To simplify, we make the change of variables \(A = W X\) so that we now only need to maximize over skew-symmetric matrices \(X\) of unit spectral norm:

\[\operatorname{arg max}_{X\in \mathbb{R}^{n\times n}:\|X\|_*\leq 1 \text{ and } X^\top + X= 0}\; \operatorname{trace}([W^\top G]^\top X).\]

Next, we decompose \(W^\top G = \frac{1}{2}[W^\top G + G^\top W] + \frac{1}{2}[W^\top G - G^\top W]\) into its symmetric and skew-symmetric components and realize that, because \(X\) is skew-symmetric, the contribution to the trace from the symmetric part of \(W^\top G\) vanishes. So the problem becomes:

\[\operatorname{arg max}_{X\in \mathbb{R}^{n\times n}:\|X\|_*\leq 1 \text{ and } X^\top + X= 0}\; \operatorname{trace}\left(\left[\frac{W^\top G - G^\top W}{2}\right]^\top X\right).\]

If we simply ignore the skew-symmetric constraint, the solution for \(X\) is given by \(X = \operatorname{msign}[W^\top G - G^\top W]\). But this solution for \(X\) actually satisfies the skew-symmetric constraint! This is because the matrix sign function preserves skew-symmetry. An easy way to see this is that \(\operatorname{msign}[W^\top G - G^\top W]\) can be computed by running an odd polynomial iteration (see Newton-Schulz) on \(W^\top G - G^\top W\), and odd polynomials preserve skew-symmetry. [1]

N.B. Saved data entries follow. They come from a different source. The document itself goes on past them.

PR #1873, opened 2020-01-21
Illustrations: add a few more activities

shtrom:
* Agile ceremonies
* Lunch, Conference, Pair (as in pair programming)
* Some short-hands/misspellings

Fixes # (issue)

### Type of change

- [ ] Bug fix (non-breaking change which fixes an issue)
- [ ] Breaking change (fix or feature that would cause existing functionality to not work as expected)
- [ ] This change requires a documentation update

1. Create events in the calendar with strings matching the newly added string
2. The chosen illustration should be used rather than the default.

### Checklist:

- [ ] I have commented my code, particularly in hard-to-understand areas

### DIFF
--- a/src/utils/illustration.js
+++ b/src/utils/illustration.js
@@ -164,7 +164,6 @@ const data = [{
 		'Pointing',
 		'Retrospective', 'Retro',
 		'Review',
-		'Stand-up', 'Standup',
 		// TRANSLATORS This string is used for matching the event title to an illustration
 		t('calendar', 'Meeting'),
 		// TRANSLATORS This string is used for matching the event title to an illustration
@@ -177,8 +176,6 @@ const data = [{
 		t('calendar', 'Retrospective'),
 		// TRANSLATORS This string is used for matching the event title to an illustration
 		t('calendar', 'Review'),
-		// TRANSLATORS This string is used for matching the event title to an illustration
-		t('calendar', 'Stand-up'),
 	],
 	illustrationNames: [
 		'meeting',
--- a/src/utils/illustration.js
+++ b/src/utils/illustration.js
@@ -160,10 +160,25 @@ const data = [{
 	strings: [
 		'Meeting',
 		'Meet',
+		'Planning',
+		'Pointing',
+		'Retrospective', 'Retro',
+		'Review',
+		'Stand-up', 'Standup',
 		// TRANSLATORS This string is used for matching the event title to an illustration
 		t('calendar', 'Meeting'),
 		// TRANSLATORS This string is used for matching the event title to an illustration
 		t('calendar', 'Meet'),
+		// TRANSLATORS This string is used for matching the event title to an illustration
+		t('calendar', 'Planning'),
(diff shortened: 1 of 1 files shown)


src/utils/illustration.js
```diff
@@ -160,10 +160,25 @@ const data = [{
...
+		// TRANSLATORS This string is used for matching the event title to an illustration
+		t('calendar', 'Planning'),
+		// TRANSLATORS This string is used for matching the event title to an illustration
+		t('calendar', 'Pointing'),
+		// TRANSLATORS This string is used for matching the event title to an illustration
+		t('calendar', 'Retrospective'),
+		// TRANSLATORS This string is used for matching the event title to an illustration
+		t('calendar', 'Review'),
+		// TRANSLATORS This string is used for matching the event title to an illustration
+		t('calendar', 'Stand-up'),
```
georgehrke: I'm not sure if this is a bit too ambiguous. It will also match "Stand-up comedy" and "Stand-up paddling"

tcitworld: Agreed. Please remove this one for now @shtrom

shtrom: Ah, that's unfortunate, that was the one that motivated to make those changes in the first place. Shall I also remove “standup” above?

georgehrke: Yes please

raimund-schluessler: Maybe `wakeup` is more unambiguous and still fits.

georgehrke: @raimund-schluessler This is not supposed to mean wakeup. It's supposed to be Standup as in agile software development: https://en.wikipedia.org/wiki/Stand-up_meeting

raimund-schluessler: Ah, I see, then `stand-up` *really* is ambiguous 😄

georgehrke:
@shtrom Can you please make the requested changes? Then this is ready to go in! :)

src/utils/illustration.js
```diff
@@ -521,17 +539,20 @@ const data = [{
...
+		// TRANSLATORS This string is used for matching the event title to an illustration
+		t('calendar', 'Conference'),
 	],
 	illustrationNames: [
 		'professor',
 	],
 }, {
 	strings: [
-		'Photograph',
+		'Photograph', 'Photo',
```
georgehrke: Put 'Photo' on a new line please

shtrom: As this one is just a shortened version, I thought it would make sense to specifically not put it on a new line.

Note that there also isn't a translation for it either, for the same reason. Should there be one?

src/utils/illustration.js
shtrom: Done. Though I wonder how we could handle those a bit better. Perhaps some per-calendar or per-user setting to allow disambiguating? Well beyond this PR, but I guess that would be a way to make it work.

src/utils/illustration.js
georgehrke: Ah, that makes sense in that case. Nevermind then. :)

Undoing the change of variables, our tangent vector is given by \(A = W \cdot \operatorname{msign}[W^\top G - G^\top W]\).

Finding the retraction map¶

The previous section suggests making the weight update \(W \mapsto W - \eta W X = W (I_n - \eta X)\). This update takes a step in the tangent space, which diverges slightly from the orthogonal manifold for finite step sizes. A relatively expensive way to fix this issue is to just apply the matrix sign function, i.e. \(W \mapsto \operatorname{msign}[W (I_n - \eta X)]\), to project the weights back to the manifold. But we will show in this section that there is actually a shortcut.

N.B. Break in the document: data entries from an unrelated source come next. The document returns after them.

PR #1879, opened 2020-01-21
Increment max-version to 19

georgehrke:
Needed for https://github.com/nextcloud/server/pull/18765

### DIFF
--- a/.travis.yml
+++ b/.travis.yml
@@ -34,6 +34,12 @@ matrix:
       env: "TEST_SUITE=LINT-PHP"
     - php: 7.4snapshot
       env: "TEST_SUITE=TEST-JS"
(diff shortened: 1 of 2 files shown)


georgehrke:
Let me actually update Travis.

.travis.yml
```diff
@@ -34,6 +34,12 @@ matrix:
       env: "TEST_SUITE=LINT-PHP"
     - php: 7.4snapshot
       env: "TEST_SUITE=TEST-JS"
+    - php: 7.4snapshot
```
tcitworld: 7.4 is still not available?

georgehrke: It is, but using it caused some weird issues with composer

As a warmup, let’s first consider the case that \(W^\top G - G^\top W\) is full rank. Then \(X\) is an orthogonal matrix and \([W (I_n - \eta X)]^\top [W (I_n - \eta X)] = (1 + \eta^2) I_n\). Therefore, in this case, we can project back to the manifold simply by dividing the updated weights through by the scalar \(\sqrt{1+\eta^2}\).

In the general case where \(W^\top G - G^\top W\) and therefore \(X = \operatorname{msign}[W^\top G - G^\top W]\) may not be full rank, let us search for a matrix \(C\) such that \(W \cdot (I_n - \eta X) \cdot C\) is orthogonal. Checking the orthogonality condition \((W \cdot (I_n - \eta X) \cdot C)^\top (W \cdot (I_n - \eta X) \cdot C)=I_n\) reveals that we need to find a matrix \(C\) such that:

\[C^\top (I_n + \eta^2 X^\top X) C = I_n.\]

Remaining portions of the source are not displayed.